Was war denn das Problem? Sind mit der Deinstallation nicht alle Einstellungen wieder Default (bzw. werden die des Bios genutzt)?

Gruß


----------



## Robonator (20. Juni 2013)

True Monkey schrieb:


> @Robonator
> Da gab es XTU aber auch noch nicht
> 
> Ein wirklich feines Tool und um sich ins OC reinzufinden wirklich nice.
> ...


 

Ja gut das mag sein, damals ging es halt auch um das AsRock-Tool 

Aber ich denke mal XTU ist wieder so das das OC bei jedem Start extra neugeladen werden muss, ähnlich bei beim GPU-OC oder?


----------



## True Monkey (20. Juni 2013)

Nööp ...XTU greift direkt ins Bios ein und das angelegte Profil sind die boot einstellungen falls das gewollt ist


----------



## Robonator (20. Juni 2013)

True Monkey schrieb:


> Nööp ...XTU greift direkt ins Bios ein und das angelegte Profil sind die boot einstellungen falls das gewollt ist


 
Sehr schön, ich glaub ich werd damit mal ein bischen spielen.


----------



## True Monkey (20. Juni 2013)

....genau das wollen wir ja 

Das tool ist ganz neu und umso mehr sich damit befassen und vllt Bugs entdecken umso schneller werden die behoben da unser Cheffe da mit drinhängt  (Hwbot staff)


----------



## Zeus18 (20. Juni 2013)

Ja bugs hat es nicht.


----------



## True Monkey (20. Juni 2013)

Unter bugs verstehe ich mitunter sowas das der intigrieter Benchmark nur ein richtiges Ergebniss rausschmeißt wenn unter Win 7 das SP 1 drauf ist.

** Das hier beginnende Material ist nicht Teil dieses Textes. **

Issue #2119, opened 2023-10-27
add support for "note off" messages


porres:
[notein]/[noteoff] only deals "note on" messages, which is ok for most cases, but MIDI also has a special "note off" message and this is the only one not supported by Pd (unless you use [midiin]/[midiout]). I'm then proposing adding support for it with a flag in note in/out objects ('-rel' for release maybe). 

The note off message with a note off velocity has been relatively rare for the most part but some new controllers have been supporting it back (there's been some discussion on the pd list about it) and I don't see a good reason not to better support it in Pd. It can play a nice part in designing synths, like being able to set a particular envelope release setting for the note.

It seems that controllers with MPE support are rather likely to also include this. I take this from a MIDI file example that MAX uses in its documentation of MPE objects and also this external that supports note off https://github.com/DanielRudrich/pd_mpe while ignoring many other possible MIDI messages.

Hence, having support for note off can also improve Pd's handling of MPE, allowing users to create abstractions for it without the need of externals like [mpe] referenced above and it could even be an alternate solution for the https://github.com/pure-data/pure-data/issues/2117 issue

porres:
[notein] actually reports "note off" messages, but the velocity is given as '0' regardless of the actual release velocity. This needs to be documented and I'm gonna do it but it narrows down how we could actually implement this.

I'm now thinking of a '-off' flag that gives us an extra outlet/inlet. For [notein] it'd have at least 3 inlets if a channel is set, or 4 if not. 

The extra in/outlet is for release velocity. In case of [notein], a Note Off message with a release velocity of, say, 111, gives us the same value of '0' for the 2nd outlet and comes out as such in the 3rd outlet. A 'note on' message gives us '0' release velocity.

My 1st idea would be to make the object only output release velocity with such a flag, so no new number of in/outlets, so the object without a flag wouldn't respond at all for note off messages and it would be easy to manage things with 2 instances of the object. This is not a pretty idea as someone would obviously always need 2 instances of this object, one just for note on and another for note off, and now it doesnt make much sense because the object without a flag also does output data for note offs anyway. Hence, as I say, this seems to narrow down to the other above solution that I gave.

Spacechild1:
> I'm now thinking of a '-off' flag that gives us an extra outlet/inlet. For [notein] it'd have at least 3 inlets if a channel is set, or 4 if not.

[...]

PR #2124, opened 2023-11-03
add support for MIDI Note Off messages

porres:
closes https://github.com/pure-data/pure-data/issues/2119

as in the above discussion, the strategy was to add a '-off' flag to force the [notein] and [noteout] objects to only receive and output Note Off messages

### DIFF
--- a/src/s_midi.c
+++ b/src/s_midi.c
@@ -293,7 +293,7 @@ typedef struct midiparser
 void inmidi_realtimein(int portno, int cmd);
 void inmidi_byte(int portno, int byte);
 void inmidi_sysex(int portno, int byte);
-void inmidi_noteon(int portno, int channel, int pitch, int velo);
+void inmidi_noteon(int portno, int channel, int pitch, int velo, int flag);
 void inmidi_controlchange(int portno, int channel, int ctlnumber, int value);
 void inmidi_programchange(int portno, int channel, int value);
 void inmidi_pitchbend(int portno, int channel, int value);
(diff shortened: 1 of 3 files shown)


porres:
Ok, I knew I had to also update some libpd stuff, but didn't want to do it right away and test things first. I was able to compile and test, and now I see the libpd test is failng :) 

I'm not comforable in messing with the libpd functions but I can try

I was gonna ask @danomatika to give me some warnings and guidance anyway

danomatika:
libpd relies on the `outmode_noteon` and `inmidi_noteon` functions, so changing their function arguments breaks libpd's current usage.

It essentially
* implements `outmidi_noteon` [here](https://github.com/pure-data/pure-data/blob/master/src/s_libpdmidi.c)
* allows setting a [custom noteon "hook"](https://github.com/pure-data/pure-data/blob/master/src/z_libpd.h#L382) aka user-provided function which is passed messages from libpd's `outmidi_noteon`
* the [`libpd_noteon` function](https://github.com/pure-data/pure-data/blob/master/src/z_libpd.h#L327) passes messages into pd's `inmidi_noteon` function

*All* of these functions rely on the current number and type of arguments, hence the build errors.

---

Da wir nicht alle Boards die es gibt testen können freuen wir uns über rege beteiligung damit es dahingehend verbessert /erweitert wird


----------



## X-CosmicBlue (20. Juni 2013)

Wie das Tool von Asus/Asrock ist, kann ich nicht sagen, aber das Intel XTu ist super, um erstmal rein zu schnuppern und zu gucken, bis wohin man gehen kann (das Tool ermittel das Maximum und geht dann einen Schritt zurück, damit alles im sicheren Bereich bleibt). Ich weiß aber nicht, ob das mit jedem Mainboard kompatible ist...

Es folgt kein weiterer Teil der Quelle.